Looking at our table, you can see that, in 15 million years, there have been thirty amino acid sequence changes between species A and species C. However, this doesn’t quite give us our rate of mutation yet. To know why this is the case, you’ve got to consider that both species have been evolving away from their common origin. This means that we’ve effectively got to double the time between them to 30 million years. After all, species A has been evolving for 15 million years and species C has been.

This means that, if we assume a constant mutation rate, we end up with a rate of 1 mutation per million years. What we’ve done is calibrate our molecular clock- we now know the rate of mutation for the protein we’re using to build our tree.

So, let’s now look at the difference between species B and species C, which is also 30 mutations. This means that these two species also had a total evolution time of thirty million years. Dividing by two, we get a divergence time of 15 million years, as with species A. By contrast, species A and species B have eleven amino acid differences, meaning that they must have diverged 5.5 million years ago.

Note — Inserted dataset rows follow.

PR #4842, opened 2022-12-20
Ignore extra RocksDB column families for experimental features

### LINKED ISSUE #4831: Ability to downgrade besu with chain pruning experimental feature
### Description
Currently with chain pruning feature merged into main, a new column family is introduced which prevents user from downgrading. 

### Acceptance Criteria
Ability to downgrade besu from chain pruning experimental feature.

wcgcyx:
Signed-off-by: Zhenyang Shi <wcgcyx@gmail.com>

## PR description
This PR adds the support to ignore certain column family to support having experimental feature store data in rocksdb. 

## Fixed Issue(s)

fixes #4831 

## Documentation

## Changelog


plugins/rocksdb/src/main/java/org/hyperledger/besu/plugin/services/storage/rocksdb/segmented/RocksDBColumnarKeyValueStorage.java
```diff
@@ -93,10 +96,33 @@ public RocksDBColumnarKeyValueStorage(
...
+      final List<SegmentIdentifier> trimmedSegments = new ArrayList<>(segments);
+      final List<byte[]> existingColumnFamilies =
+          RocksDB.listColumnFamilies(new Options(), configuration.getDatabaseDir().toString());
+      ignorableSegments.forEach(
+          ignore -> {
+            trimmedSegments.remove(ignore);
+            existingColumnFamilies.forEach(
+                existed -> {
+                  if (Arrays.equals(existed, ignore.getId())) {
+                    trimmedSegments.add(ignore);
```
jframe, line 120: If we have a new database with no existing column families can the ignorable segment be used?

plugins/rocksdb/src/main/java/org/hyperledger/besu/plugin/services/storage/rocksdb/segmented/RocksDBColumnarKeyValueStorage.java
```diff
@@ -93,10 +96,33 @@ public RocksDBColumnarKeyValueStorage(
...
+                  }
+                });
```
jframe, line 122: Can you add a test for this

plugins/rocksdb/src/main/java/org/hyperledger/besu/plugin/services/storage/rocksdb/segmented/RocksDBColumnarKeyValueStorage.java
```diff
@@ -93,10 +96,33 @@ public RocksDBColumnarKeyValueStorage(
...
+  public RocksDBColumnarKeyValueStorage(
+      final RocksDBConfiguration configuration,
+      final List<SegmentIdentifier> segments,
+      final List<SegmentIdentifier> ignorableSegments,
+      final MetricsSystem metricsSystem,
+      final RocksDBMetricsFactory rocksDBMetricsFactory)
+      throws StorageException {
 
     try (final ColumnFamilyOptions columnFamilyOptions = new ColumnFamilyOptions()) {
+      final List<SegmentIdentifier> trimmedSegments = new ArrayList<>(segments);
```
jframe, line 111: Will this approach still mean it's not possible to move back to an old version of Besu e.g. 22.10.3 that doesn't have this ignore option? So we would still need to add a changelog entry having the pruning option as a breaking change for backwards compatibility?

plugins/rocksdb/src/main/java/org/hyperledger/besu/plugin/services/storage/rocksdb/RocksDBPlugin.java
```diff
@@ -45,6 +47,10 @@ public RocksDBPlugin() {
     this.options = RocksDBCLIOptions.create();
   }
 
+  public void addIgnorableSegmentIdentifier(final SegmentIdentifier ignorable) {
```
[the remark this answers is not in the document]
wcgcyx: I was actually trying to avoid changing the storage API by having this only applies to the internal rocksDB plugin for now.

plugins/rocksdb/src/main/java/org/hyperledger/besu/plugin/services/storage/rocksdb/segmented/RocksDBColumnarKeyValueStorage.java
wcgcyx: yes, the logic is that only ignore given column family if 1, it is marked to be ignored (for example, chain pruning is disabled) and 2, it does not exist in the database. This means if besu starts from a new database and chain pruning is disabled, it will ignore and create/load a db with one less column family.

wcgcyx: There could be three cases in total:
1. There is chain pruning segment in the db already and regardless of whether chain pruning is enabled, the extra column family can't be ignored otherwise besu will fail to start.
2. There isn't chain pruning segment in the db and chain pruning is disabled by default, besu will ignore the extra column family and the db will be backward compatible. (This will be de default behaviour as chain pruning is hidden) 
3. There isn't chain pruning segment in the db but chain pruning is enabled, besu will permanently add the extra column family and the db will be backward incompatible.

plugins/rocksdb/src/main/java/org/hyperledger/besu/plugin/services/storage/rocksdb/segmented/RocksDBColumnarKeyValueStorage.java
wcgcyx: yep, let me try to add a test for this

plugins/rocksdb/src/main/java/org/hyperledger/besu/plugin/services/storage/rocksdb/segmented/RocksDBColumnarKeyValueStorage.java
wcgcyx: See above, as long as the chain pruning is not enabled, the db will be backward compatible (which is the default behaviour).

plugins/rocksdb/src/main/java/org/hyperledger/besu/plugin/services/storage/rocksdb/segmented/RocksDBColumnarKeyValueStorage.java
```diff
@@ -93,10 +96,33 @@ public RocksDBColumnarKeyValueStorage(
...
+      final List<byte[]> existingColumnFamilies =
+          RocksDB.listColumnFamilies(new Options(), configuration.getDatabaseDir().toString());
+      ignorableSegments.forEach(
+          ignore -> {
```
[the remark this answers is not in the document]
wcgcyx: Will do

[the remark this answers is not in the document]
wcgcyx: Updated

plugins/rocksdb/src/main/java/org/hyperledger/besu/plugin/services/storage/rocksdb/segmented/RocksDBColumnarKeyValueStorage.java
wcgcyx: Tests added

plugins/rocksdb/src/main/java/org/hyperledger/besu/plugin/services/storage/rocksdb/segmented/RocksDBColumnarKeyValueStorage.java
```diff
@@ -93,10 +96,35 @@ public RocksDBColumnarKeyValueStorage(
...
+            trimmedSegments.remove(ignorableSegment);
+            existingColumnFamilies.forEach(
+                existed -> {
+                  if (Arrays.equals(existed, ignorableSegment.getId())) {
+                    // Add back the segment because column family can not be ignored if it exists
+                    // currently.
+                    trimmedSegments.add(ignorableSegment);
+                  }
+                });
+          });
```
jframe, line 125: minor: Is there a more functional way of writing this with streams?

jframe (approved):

Issue #4794, opened 2022-12-08
Improve "No sync target, checking current peers for usefulness" logging


mark-terry:
### Description
The "No sync target, checking current peers for usefulness" could be improved:

- It has a tendency of being spammy
- The impact of the logged behaviour isn't clear

### Acceptance Criteria

- Reduce spam - fixed interval logging?
- Provide more clarity on what the message means - add more detail, appropriate level etc.

PR #4853, opened 2022-12-21
'No sync target' logging improvements

mark-terry:

## PR description
"No sync target, checking current peers for usefulness" logging made less spammy, with improved detail.
- DEBUG level log message rate reduced to once every 15 seconds, with pivot block target added to logging message.
- INFO level log message added at 2 minute intervals to provide user feedback while import is paused

## Fixed Issue(s)

Addresses #4794

## Documentation

## Changelog


ethereum/eth/src/main/java/org/hyperledger/besu/ethereum/eth/sync/fastsync/FastSyncTargetManager.java
```diff
@@ -149,4 +167,16 @@ public boolean shouldContinueDownloading() {
         || !worldStateStorage.isWorldStateAvailable(
             pivotBlockHeader.getStateRoot(), pivotBlockHeader.getBlockHash());
   }
+
+  private void startLogDelay(final AtomicBoolean shouldLog, final int logRepeatDelay) {
+    new Timer()
```
siladu, line 172: I think ScheduledThreadPoolExecutor is the natural successor to Timer.

ethereum/eth/src/main/java/org/hyperledger/besu/ethereum/eth/sync/fastsync/FastSyncTargetManager.java
```diff
@@ -67,10 +74,21 @@ public FastSyncTargetManager(
   protected CompletableFuture<Optional<EthPeer>> selectBestAvailableSyncTarget() {
     final BlockHeader pivotBlockHeader = fastSyncState.getPivotBlockHeader().get();
     final Optional<EthPeer> maybeBestPeer = ethContext.getEthPeers().bestPeerWithHeightEstimate();
-    if (!maybeBestPeer.isPresent()) {
-      LOG.debug(
-          "No sync target, checking current peers for usefulness: {}",
-          ethContext.getEthPeers().peerCount());
+    if (maybeBestPeer.isEmpty()) {
+      if (shouldLogDebug.compareAndSet(true, false)) {
```
siladu, line 78: I know log throttling is done in at least one other place: https://github.com/hyperledger/besu/blob/7d5988d4b5aa9db12827f2256fb575ddd3ea6246/ethereum/api/src/main/java/org/hyperledger/besu/ethereum/api/jsonrpc/internal/methods/engine/EngineForkchoiceUpdated.java#L287-L296

Would be good to have a single way to do it in a logging util. I can think of several places we could use it.

diega: Has the usage of a [BurstFilter](https://logging.apache.org/log4j/2.x/manual/filters.html#BurstFilter) been analyzed for this use case?

siladu: I think @fab-10 may have looked into that or some similar feature of log4j. I agree that would be a neater approach and can't see a reason why we wouldn't want to use it for all logs

ethereum/core/src/main/java/org/hyperledger/besu/ethereum/util/LogUtil.java
```diff
@@ -0,0 +1,26 @@
...
+
+public class LogUtil {
+  public static void throttledLog(
+      final Consumer<String> logger,
+      final String logMessage,
+      final AtomicBoolean shouldLog,
+      final int logRepeatDelay) {
+    if (shouldLog.compareAndSet(true, false)) {
+      logger.accept(logMessage);
+      final ScheduledExecutorService executor = Executors.newSingleThreadScheduledExecutor();
```
siladu, line 31: If we end up calling `throttledLog` from multiple places, could we end up with performance issues with too many threads?

ethereum/eth/src/main/java/org/hyperledger/besu/ethereum/eth/sync/fastsync/FastSyncTargetManager.java
fab-10: I haven't yet looked at how to throttle this kind of logs, what I did was about summarizing the progress of the sync every tot seconds, this seems different, and I agree that something like the BurstFilter make sense here, since it could also be easily configurable.

ethereum/core/src/main/java/org/hyperledger/besu/ethereum/util/LogUtil.java
fab-10: I agree creating the executor on every invocation is overkill in terms of performance, you can use the `ForkJoinPool.commonPool` here

ethereum/core/src/main/java/org/hyperledger/besu/ethereum/util/LogUtil.java
```diff
@@ -0,0 +1,40 @@
+/*
+ * Copyright ConsenSys AG.
```
fab-10, line 2: change to Hyperledger Besu contributors

fab-10 (changes requested):
Change request to avoid creating a thread on very log call. But if possible evaluate the usage of a BurstFilter for throttling logs

mark-terry:
Will review BurstFilter. 👍

ethereum/eth/src/main/java/org/hyperledger/besu/ethereum/eth/sync/fastsync/FastSyncTargetManager.java
mark-terry: From my investigation, BurstFilter doesn't appear to be specific enough to address this use case. My understanding is that it throttles the entire log level, whereas this functionality allows a specific (potentially spammy) log message to be throttled. Is my understanding of BurstFilter correct, or is it able to be targeted to a class/method level?

A logging improvement via log4j configuration would likely also require the user to configure it.

ethereum/core/src/main/java/org/hyperledger/besu/ethereum/util/LogUtil.java
```diff
@@ -0,0 +1,39 @@
...
+import java.util.function.Consumer;
+
+public class LogUtil {
+  public static void throttledLog(
+      final Consumer<String> logger,
+      final String logMessage,
+      final AtomicBoolean shouldLog,
+      final int logRepeatDelay) {
+
+    final ScheduledExecutorService executor = Executors.newSingleThreadScheduledExecutor();
```
fab-10, line 30: Make this a static field of the class, so it only create once and there reused on any call

fab-10 (changes requested):

fab-10 (approved):

PR #4854, opened 2022-12-21
not save invalid trie log

matkt:

## Documentation

## Changelog


ethereum/core/src/main/java/org/hyperledger/besu/ethereum/bonsai/BonsaiInMemoryWorldState.java
```diff
@@ -144,6 +144,13 @@ private void updateAccountStorage(
   public void persist(final BlockHeader blockHeader) {
     final BonsaiWorldStateUpdater localUpdater = updater.copy();
     final Hash newWorldStateRootHash = rootHash(localUpdater);
+    if (!newWorldStateRootHash.equals(blockHeader.getStateRoot())) {
+      throw new RuntimeException(
```
garyschulte, line 148: I think this is the right behavior and should prevent creating trie logs that can corrupt the persisted state.  

AFAICT there isn't a way to differentiate an incorrect header stateroot versus a storage inconsistency.  If we throw a StorageException instead, engine_newPayload should not report INVALID but rather returns an error response.  I am not sure which behavior we would want in this case, but a unit test for engine_getPayload would be a good idea just so we can be explicit about the behavior we expect.

Issue #4784, opened 2022-12-07
Unable to copy layered worldstate on 22.10.2 - Snapshots=False


non-fungible-nelson:
### Description
Besu user experiencing the following bug:

022-12-07 08:38:20.491-07:00 | vert.x-worker-thread-0 | INFO  | MainnetBlockValidator | Optional[Unable to copy Layered Worldstate for 0x3c2a249675dca59a4477c9a3ffdcc51e203617266f1a0f6434fa1a1dc5fec3f0]. Block 16130345 (0xa8b549ea57d83df60aec71c6fb40ab8391b0f640d7a2d2a013fce3a296800ad0), caused by org.hyperledger.besu.plugin.services.exception.StorageException: Unable to copy Layered Worldstate for 0x3c2a249675dca59a4477c9a3ffdcc51e203617266f1a0f6434fa1a1dc5fec3f0...

Directly after a restart and their node is stuck. Restart does not fix. Initially the user experienced the error below, then upon restart, the error above. 

2022-12-07 08:09:44.904-07:00 | vert.x-worker-thread-0 | WARN  | EngineNewPayload | Invalid new payload: number: 16130345, hash: 0xa8b549ea57d83df60aec71c6fb40ab8391b0f640d7a2d2a013fce3a296800ad0, parentHash: 0x3c2a249675dca59a4477c9a3ffdcc51e203617266f1a0f6434fa1a1dc5fec3f0, latestValidHash: 0x3c2a249675dca59a4477c9a3ffdcc51e203617266f1a0f6434fa1a1dc5fec3f0, status: INVALID, validationError: Unable to process block because parent world state 0x3b34cb5ab01b1b590a73ac002acbf60790360952ed1679bd6d9f9b608856b29a is not available

User does not have snapshots enabled. User is on 22.10.2. 

[Discord context](https://discord.com/channels/697535391594446898/888098626264502302/1049027346226757682)

### Acceptance Criteria
* Bonsai is resilient to this concurrency bug 

### Steps to Reproduce (Bug)
1. Run Besu
2. Halt or restart
3. Experience error (specific DB state)

**Expected behavior:** [What you expect to happen]
Continues normally. 

**Actual behavior:** [What actually happens]
Bonsai resumes as normal

**Frequency:** [What percentage of the time does it occur?]
Infrequent

### Versions (Add all that apply)
* Software version: 22.10.2

### Additional Information (Add any of the following or anything else that may be relevant)
* Besu setup info - snapshots false
[...]

PR #4862, opened 2022-12-23
Bugfix potential chain head and worldstate inconsistency

garyschulte:
## PR description
Ensure we do not leave the bonsai database in an inconsistent state where chain head and worldstate are at different block hashes

## Fixed Issue(s)

relates to #4784

## Documentation

## Changelog

### DIFF
--- a/consensus/merge/src/main/java/org/hyperledger/besu/consensus/merge/blockcreation/MergeCoordinator.java
+++ b/consensus/merge/src/main/java/org/hyperledger/besu/consensus/merge/blockcreation/MergeCoordinator.java
@@ -527,7 +527,10 @@ public class MergeCoordinator implements MergeMiningCoordinator, BadChainListene
         // move chain head forward:
         return blockchain.forwardToBlock(newHead);
       } else {
-        // failed to move head forward:
+        debugLambda(
+            LOG,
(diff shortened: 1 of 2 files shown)


shemnon (approved):
LGTM

AegeanDad:
When do you expect to release this patch to stakers? As it stands, I am down.

garyschulte:
> When do you expect to release this patch to stakers? As it stands, I am down.

This PR does not purport to fix the underlying cause of #4784, but just mitigates the database damage from a failed fork-choice update if/when it occurs.  For now the only recourse if you encounter the defect in 4784 is to resync besu.

AegeanDad:
Given that this data issue pertains to a specific block (0x3bc82334b7902026f2e9ed64122ccf224899f014dc25823a8b30568e588f20cd, block 16243159) in my case, would you be able to recommend a quicker data fix that targets the specific block in the database?

garyschulte:
> Given that this data issue pertains to a specific block (0x3bc82334b7902026f2e9ed64122ccf224899f014dc25823a8b30568e588f20cd, block 16243159) in my case, would you be able to recommend a quicker data fix that targets the specific block in the database?

sent a private DM on discord.  It is non-trivial to recover a database from this state.

PR #4867, opened 2022-12-29
Attempt to fix CPU spikes issue

### LINKED ISSUE #4838: CPU usage spikes on a synced node
### Description
Some users reported random CPU spikes on a Besu synced nodes.
Below some of the graphs shared by users :
image

image

Two different users shared graphs that show a link between these CPU peaks and the increase of number of pooled transactions.
Analysing a thread dump during this CPU peak usage, I noticed that one of the threads is running this part of the code, and holding a lock making 3 other threads waiting for this lock. This could mean that this thread was running for some time.

```
java.lang.Thread.State: RUNNABLE
at java.util.stream.AbstractPipeline.evaluate(java.base@17.0.5/AbstractPipeline.java:234)
at java.util.stream.IntPipeline.reduce(java.base@17.0.5/IntPipeline.java:515)
at java.util.stream.IntPipeline.sum(java.base@17.0.5/IntPipeline.java:473)
at org.hyperledger.besu.ethereum.eth.manager.EthPeer.outstandingRequests(EthPeer.java:524)
at org.hyperledger.besu.ethereum.eth.manager.EthPeer.hasAvailableRequestCapacity(EthPeer.java:532)
```
This part of the code calculates (sum) the number of outstanding requests and it takes into account those from pooled transactions.

image

### Steps to Reproduce (Bug)
* It is hard to reproduce, it could be part of the resolution of this issue.

* Besu has a stable CPU consumption on synced node.

* Besu has some random spikes in CPU usage

This issue is not frequent but some users seem to reproduce more than others, may be related to the use case. 

* Software version: 22.10.3
* Java version: OpenJDK 64-Bit Server VM (17.0.5+8-Ubuntu-2ubuntu122.04 mixed mode, sharing)
* OS Name & Version: ubuntu 22.04

ahamlat:

## PR description
This PR is an attempt to fix CPU spikes issue (#4838).
A CPU profiling on a synced node showed that most of the time is spent on calculating peer outstanding requests. This is triggered by attemptExecution called for each pending request by reattemptPendingPeerRequests and triggered by either EthPeers.dispatchMessage or EthPeers.disconnect.

EthPeers.dispatchMessage
&nbsp;&nbsp;&nbsp;&nbsp;reattemptPendingPeerRequests
&nbsp;&nbsp;&nbsp;&nbsp;&nbsp;&nbsp;&nbsp;&nbsp;attemptExecution
&nbsp;&nbsp;&nbsp;&nbsp;&nbsp;&nbsp;&nbsp;&nbsp;&nbsp;&nbsp;&nbsp;&nbsp;hasAvailableRequestCapacity
       
EthPeers.registerDisconnect
&nbsp;&nbsp;&nbsp;&nbsp;reattemptPendingPeerRequests
&nbsp;&nbsp;&nbsp;&nbsp;&nbsp;&nbsp;&nbsp;&nbsp;attemptExecution
&nbsp;&nbsp;&nbsp;&nbsp;&nbsp;&nbsp;&nbsp;&nbsp;&nbsp;&nbsp;&nbsp;&nbsp;hasAvailableRequestCapacity

So each time, a message is dispatched or a peer is disconnected, Besu will iterate over all the pending requests and try to find an available peer for each single request. 
 
image

By looking to the size of pending requests, we can see that this can be huge (more than 200k), and there is a clear correlation with the CPU spikes. My understanding here is that Besu node is spammed sometimes by huge amount of requests which results of a lot of pending requests.

image

The idea behind this PR is to avoid unnecessary computation and iterate over available peers instead of iterating over pending requests.

## Fixed Issue(s)

Should fix #4838

## Documentation

## Changelog


macfarla (commented):
makes sense to me. Have you tried it out - does it improve the CPU spike issue?

ahamlat:
I have been running two nodes with this PR and didn't see a CPU from the installation of the last commit, but it is very hard to see if CPU spikes would happen without this PR.
Analysing the heap dump on one node that had this issue, we found that the number of pending request is very close to the number of GetPooledTransactionsFromPeerTask instances, and it by checking GC roots, it seems to be related to the way BufferedGetPooledTransactionsFromPeerFetcher works currently.
@matkt Made a modification in the last commit to reuse the same instance of BufferedGetPooledTransactionsFromPeerFetcher, I would like to have @fab-10 opinion on that

ahamlat:
The class histogram of one of the nodes facing this issue with more than 42k pending requests
image

fab-10 (approved):
LGTM, just evaluate to change `PendingPeerRequest::getPeerToUse` to not filter by minimum block height

ahamlat:
> LGTM, just evaluate to change `PendingPeerRequest::getPeerToUse` to not filter by minimum block height

I suggest to do this in another PR as it in not related to CPU spikes.

fab-10:
> > LGTM, just evaluate to change `PendingPeerRequest::getPeerToUse` to not filter by minimum block height
> 
> I suggest to do this in another PR as it in not related to CPU spikes.

Fine for me

Issue #5354, opened 2023-04-17
UnifiedProtocolSchedule Tidy up


siladu:
Separated some low impact changes out of [this PR](https://github.com/hyperledger/besu/pull/5310) as it was already too big: 

- [x] Fold AbstractProtocolScheduleBuilder into ProtocolScheduleBuilder
- [x] Tidy up WithdrawalsValidatorProvider
- [x] Maybe no need to createSchedule inside JsonRpcMethodsFactory, as per https://github.com/hyperledger/besu/pull/5310#discussion_r1172086249
- [x] Unify StreamingProtocolSchedules and extend UnifiedProtocolSchedule
- [x] Rename UnifiedProtocolSchedule -> DefaultProtocolSchedule
- [ ] Get rid of UnifiedProtocolSchedule.putMilestone

[New Issue] AT for ensuring shanghai EVM changes are enabled when shanghai is enabled

PR #5357, opened 2023-04-18
Remove merge block processor as block rewards are already disabled in protocol schedule

jframe:
## PR description
Remove the merge block processor as block rewards are already disabled in the protocol schedule by using skipZeroBlockRewards=true and blockreward=0.

Testing that syncing still works
- [x] Local test using Beku
- [x] Bonsai snapsync on Goerli
- [x] Bonsai snapsync on Sepolia
- [ ] Bonsai snapsync on Mainnet

## Fixed Issue(s)

Part of #5354


jframe:
Testing that syncing still works
- [ ] Bonsai snapsync on Goerli
- [ ] Bonsai snapsync on Sepolia
- [ ] Bonsai snapsync on Mainnet

consensus/merge/src/main/java/org/hyperledger/besu/consensus/merge/MergeProtocolSchedule.java
```diff
@@ -93,7 +93,6 @@ private static ProtocolSpecBuilder applyMergeSpecificModifications(
             (gasCalculator, jdCacheConfig) ->
                 MainnetEVMs.paris(
                     gasCalculator, chainId.orElse(BigInteger.ZERO), EvmConfiguration.DEFAULT))
-        .blockProcessorBuilder(MergeBlockProcessor::new)
```
gfukushima, line 96: Isn't the MergeBlockProcessor Optimized in terms of all the rewardCoinbase code path? If we remove this and start calling the rewardCoinbase method from the MainnetBlockProcessor aren't we executing more checks and code than we're supposed to?

jframe: I don't think the MergeBlockProcessor is that optimised. We exit the rewardCoinbase method early due to https://github.com/hyperledger/besu/blob/main/ethereum/core/src/main/java/org/hyperledger/besu/ethereum/mainnet/MainnetBlockProcessor.java#L55 with two very simple checks as opposed to the single isPostMerge check from the MergeBlockProcessor.

gfukushima: If what you mentioned in the PR description is true: skipZeroBlockRewards=false then that if is probably skipped

consensus/merge/src/main/java/org/hyperledger/besu/consensus/merge/MergeProtocolSchedule.java
```diff
@@ -104,11 +103,8 @@ private static ProtocolSpecBuilder applyMergeSpecificModifications(
 
   private static ProtocolSpecBuilder unapplyMergeModificationsFromShanghaiOnwards(
       final ProtocolSpecBuilder specBuilder) {
-    // TODO Withdrawals Get rid of MergeBlockProcessor
     // inherits merge config from MainnetProtocolSpecs.parisDefinition
-    // This would be Function.identify() but MergeBlockProcessor can't be used in
-    // MainnetProtocolSpecs due to circular dependency
-    return specBuilder.blockProcessorBuilder(MergeBlockProcessor::new);
+    return specBuilder;
```
siladu, line 107: Wondering if we should use Function::identity instead now? 
I think it's better not to leave this method around to discourage future changes.

I like that this method has a name though...maybe creating a named FunctionalInterface version of identity() would be a good compromise?

siladu (approved):
Just a nitpick really

consensus/merge/src/main/java/org/hyperledger/besu/consensus/merge/MergeProtocolSchedule.java
jframe: I left the function just for the name. A comment would probably just as well though. So will remove it add a comment instead.

jframe: done

consensus/merge/src/main/java/org/hyperledger/besu/consensus/merge/MergeProtocolSchedule.java
jframe: The skipZeroBlockRewards is set to true from spurious dragon onwards https://github.com/hyperledger/besu/blob/main/ethereum/core/src/main/java/org/hyperledger/besu/ethereum/mainnet/MainnetProtocolSpecs.java#L267. So for Paris onwards where blockrewards=0 then we return immediately without trying apply rewards.

gfukushima: You're are right, spurious dragon changes that to true, I was misled by the PR description.

gfukushima (approved):

PR #5371, opened 2023-04-20
Retire ECIP-1049 network

diega:
## PR description
With the [withdraw](https://github.com/ethereumclassic/ECIPs/pull/486) of ECIP-1049 we can remove the network meant for testing.
This PR also removes Keccak pow/hasher but I'm good with keeping those.


diega:
@macfarla I continued syncing an ETC mainnet full bonsai node and I started to full sync Mordor and ETH mainnet bonsai nodes. All without issues after ~2 hours

PR #5372, opened 2023-04-20
Bonsai TrieLogFactory serializer/deserializer

garyschulte:
## PR description
This PR introduces a TrieLogFactory interface and default implementation that will allow for a pluggable implementation of bonsai trie log serialization and deserialization.  

This pr also introduces a StorageSlotKey record type that enables accumulators and serializers to utilize slotKeys and/or slotKeyHashes when writing trieLogs.

## Fixed Issue(s)

related to protocol-misc # 755


macfarla (approved):
LGTM

ethereum/core/src/main/java/org/hyperledger/besu/ethereum/bonsai/trielog/TrieLogLayer.java
```diff
@@ -98,10 +98,7 @@ public TrieLogLayer addAccountChange(
   public TrieLogLayer addCodeChange(
       final Address address, final Bytes oldValue, final Bytes newValue, final Hash blockHash) {
     checkState(!frozen, "Layer is Frozen");
-    code.put(
-        address,
-        new BonsaiValue<>(
-            oldValue == null ? Bytes.EMPTY : oldValue, newValue == null ? Bytes.EMPTY : newValue));
+    code.put(address, new BonsaiValue<>(oldValue, newValue, newValue == null));
```
garyschulte, line 101: @matkt I believe we were previously returning Bytes.EMPTY here because the old BonsaiLayeredWorldState would serve state directly from TrieLogs.  

Since the 5123 bonsai refactor, we should be able to treat this consistently as null.  Otherwise a constructed trielog != that same trielog serialized and then deserialized.  It was the difference between code == null vs code == 0x.

ahamlat:
Based on my observations, I haven't noticed any decrease in performance. The time it takes to process blocks is very similar, and after analyzing the CPU profiling, I haven't identified any additional strain.

Screenshot 2023-04-21 at 09 39 27

PR #5392, opened 2023-04-26
remove zero lead bytes of log and not save log bloom filder

matkt:


non-fungible-nelson:
Block headers and receipts - 0s

PR #5405, opened 2023-04-28
Decompose putMilestone into putBlockNumberMilestone and putTimestampMilestone

### LINKED ISSUE #5354: UnifiedProtocolSchedule Tidy up

siladu:
Minor refactor for readability and clarity.

Originally, I was trying to avoid timestamp or blockNumber details leaking outside of the ProtocolSchedule and its Builder.
I wanted to remove putMilestone from the public interface entirely, since for the mainnet use case, this detail can be kept inside the ProtocolScheduleBuilder. 
This would have meant building the milestones first and passing them into ProtocolSchedule's constructor, but this was not feasible given the way the ProtocolScheduleBuilder works, specifically the fact that ProtocolSpecBuilder relies on receiving a ProtocolSchedule which implies milestones must be added after the ProtocolSchedule itself has been constructed.

Since my original plan is not feasible, I think this is a better approach if we have to support a public put operation anyway.

Fixes #5354


jframe (approved):
LGTM

PR #5406, opened 2023-04-28
Ensure parisSpecificModifications are unapplied for all subsequent forks

### LINKED ISSUE #5404: Ensure mergeSpecificModifications are unapplied for all subsequent forks
The current implementation has a bug that relies on shanghaiTime being configured which might not be the case for future devnets/testnets, e.g. if they start with cancunTime: 0 and don't configure shanghaiTime at all.

https://github.com/hyperledger/besu/blob/4875ba3a64d9a438c452e5c855a6fe2f83d5f5d8/consensus/merge/src/main/java/org/hyperledger/besu/consensus/merge/MergeProtocolSchedule.java#L72-L75

A better approach would be to use `config.getForkBlockTimestamps().stream().findFirst().isPresent()`

siladu:
...not just Shanghai

This is because you could have a genesis configured with e.g. cancunTime but leave shanghaiTime unconfigured.

Fixes #5404


jframe (approved):
LGTM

How does all of this fit together? Well, A and B must have diverged after both the A-C divergence or the B-C divergence. This means that C must have split off from the common ancestor first, and then A and B diverged, as shown below:

Figure 1: The phylogenetic tree you end up with as a result of our reconstruction. Time is shown (not to scale) along the bottom)

Of course, there are some assumptions we’ve made while constructing our tree, such as a constant rate of mutation. Added to this, most phylogenies will be a lot more complicated than just three species. However, it serves well as an example of the process by which such tree are constructed. A more in-depth discussion of these assumptions, as well as the process of speciation itself, is a story for another time.